What is being asked >> What follows is a listing to be transcribed exactly.
--------------------------------------------------
PR #75, opened 2017-08-24
improve code in option parsing routine

ordex:
I hope the code in this patch is similar to what you had in mind when writing the FIXME.

=================================

get rid of FIXME clause and optimize options
parsing code a little bit.

### DIFF
--- a/src/conf.c
+++ b/src/conf.c
@@ -43,13 +43,13 @@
--------------------------------------------------
Response >>
PR #75, opened 2017-08-24
improve code in option parsing routine

ordex:
I hope the code in this patch is similar to what you had in mind when writing the FIXME.

=================================

get rid of FIXME clause and optimize options
parsing code a little bit.

### DIFF
--- a/src/conf.c
+++ b/src/conf.c
@@ -43,13 +43,13 @@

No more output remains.